領歌的王格羅寶輕易攪起了蜜阿修士的情緒,似有意似無意地低頭和濯明對視了一眼,那雙異色的雙瞳裡不見半點火星和激憤,反而含著得意的譏誚,彷彿在顯擺:你看,不是我妖言惑眾,這就是民心。
濯明板著臉,又慢吞吞地消化了一個仙器上的道心,心說:早聽說馭獸道容易出王八蛋,果不其然,這小子可真不是東西啊。
忽然,濯明住了嘴,將神識沉入千心百道的藕裡,他發現自己方才囫圇吃著玩的“雞肋”逐漸拼出了一張能辨認出來的圖。
這一支趙家人來自南宛沽州與寧安,而寧安距離金平不過百十來裡地。
這拼出來的輿圖,好像恰好是寧安金平一帶。
濯明緩緩瞪大了眼睛,腦袋上下顛倒著轉了一圈,他嘴角拉到了太陽穴。
相傳……世上最繁華、最令人嚮往、毫不費力便能引領整個大陸潮流的金平城,龍脈可不太結實。
那裡還有開明陸吾的老窩。十幾年來,大宛因開明司,國內“邪祟”幾乎被肅清,四境讓天機閣那姓龐的狗整治得銅牆鐵壁一樣。其他三國苦陸吾久已,偏偏又不敢像財大氣粗的南宛一樣,將大量民間修士收作外門。
如果他們知道有什麼方法能跳過邊境,直抵金平……
三大靈山是覺得誅這麼多年肅不清的“邪”重要呢,還是將不守規矩的南宛拉下水才是當務之急?
金平好像還有一棵煙雲柳的根。
“老王老王,快別在那領唱嚎喪了,”濯明從海里探出頭來,“南海這一回,四大靈山有再多成見,估計也會設法捏著鼻子合作,聯手追殺我等邪祟。
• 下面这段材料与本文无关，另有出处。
PR #917, opened 2021-01-29
Convert Berendsen to v3 API

### LINKED ISSUE #864: Port Berendsen to the v3 API
## Description

Port the Berendsen integrator to the v3 API and add tests.

danevans09:
## Description

This converts the `Berendsen` method to the v3 API. I added an `_attach `method and added the parameter dict properties to the pybind export of the C++ class. I removed the `randomize_velocities` method, as there is no function related to randomizing velocities in _hoomd/md/TwoStepBerendsen.cc_.
## Motivation and context

The Berendsen method has not yet been converted to the v3 API

Resolves #864 

## How has this been tested?

I added the same tests as the other method classes for testing the parameters before and after attaching.

## Change log

```

```

## Checklist:

### DIFF
--- a/hoomd/md/methods.py
+++ b/hoomd/md/methods.py
@@ -955,7 +955,7 @@ class Berendsen(_Method):
 
         tau (float): Time constant of thermostat. (in time units)
     """
-    def __init__(self, group, kT, tau):
+    def __init__(self, filter, kT, tau):
         # store metadata
         param_dict = ParameterDict(
             filter=ParticleFilter,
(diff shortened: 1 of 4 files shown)


hoomd/md/methods.py
```diff
@@ -913,15 +913,19 @@ def _attach(self):
         super()._attach()
 
 
-class berendsen(_Method):
+class Berendsen(_Method):
     R""" Applies the Berendsen thermostat.
```
b-butler, line 918: Should we warn that this does not sample the canonical distribution properly, @joaander?

vyasr: I think HOOMD generally assumes that users choosing a thermostat know what they're doing wrt to the physics at this level, right? Or are we trying to provide guidance on what thermostat/barostat/etc to use v3? That seems out of scope for library documentation, but I might have missed that decision.

joaander: Agreed. The library documentation should state what it is and what the parameters are.

hoomd/md/pytest/test_methods.py
```diff
@@ -68,6 +68,57 @@ def test_brownian_attributes_attached(simulation_factory,
     assert brownian.alpha == 0.125
 
 
+def test_berendsen_attributes():
```
joaander, line 71:
```suggestion
@pytest.mark.serial
def test_berendsen_attributes():
```
Berendsen fails in MPI.

hoomd/md/pytest/test_methods.py
```diff
@@ -68,6 +68,57 @@ def test_brownian_attributes_attached(simulation_factory,
...
+
+    ramp = hoomd.variant.Ramp(1, 2, 1000000, 2000000)
+    berendsen.kT = ramp
+    assert berendsen.kT is ramp
+
+    berendsen.tau = 1.2
+    assert berendsen.tau == 1.2
+
+
+def test_berendsen_attributes_attached(simulation_factory,
```
joaander, line 93:
```suggestion
@pytest.mark.serial
def test_berendsen_attributes_attached(simulation_factory,
```

joaander (changes requested):
Thanks!
I've made some change requests below.

joaander (approved):
Thanks!

b-butler (approved):
LTGM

與其這樣,不如我們先下手為強。”
玄隱山潛修寺,雲上。
奚平守在大長公主留下的屏障外第九天,被鎮山大陣震碎的胸椎和肋骨已經自己長好了。
端睿的屏障只是隔絕外界干擾,並沒有下多大力氣,也絕不會比鎮山大陣難闖,以奚平現在的修為,想破開其實不難。
但端睿離開的時候,只是淡淡地看了奚平一眼,像是在說“你來得正好”,沒給那屏障做任何加固便飄然而去,回主峰忙自己的去了。
道心是一條不歸路,道心一旦落成,就再不能碎,心碎則人廢。
築基修士道心初成時,境界不穩,是最脆弱的。哪怕奚平恨不能立刻闖進去,像小時候一樣撒潑打滾,質問出一萬句為什麼,此時也只能替大長公主做個省事的守衛。
奚平一動不動,像是化成了山頂一塊石頭,沒人知道他在想什麼。
到了第九天傍晚,山頂的靈光與紅霞忽然匯聚成一線,往周楹閉關處去了,緊接著風中送來一聲輕響,是端睿留下的屏障碎了,裡面的人要出關了。
交疊的光影在奚平的眼珠上滑過,他眼睫倏地動了一下,如夢方醒。
然而下一刻,他不等見周楹,突然起身掉頭就走,好像慢一步會撞見鬼。
再一次兜頭被鎮山大陣攔截,奚平才慌里慌張地想起從芥子中拿出弟子名牌,近乎倉皇地滾進了玄隱山內門。
升靈撞“門”上的動靜能讓潛修寺的祥瑞們集體掉毛,周楹自然聽見了動靜,但他毫無觸動,好像窗外只是飛過了一隻莽撞的鳥。
他睜開一雙全新的眼,看山看水皆如天地,吵鬧的聲與色劃過五官,再不是煩擾。
開明司和陸吾等他回復的信已經攢了一打,周楹沒管,他的目光落到了端睿留下的字條上。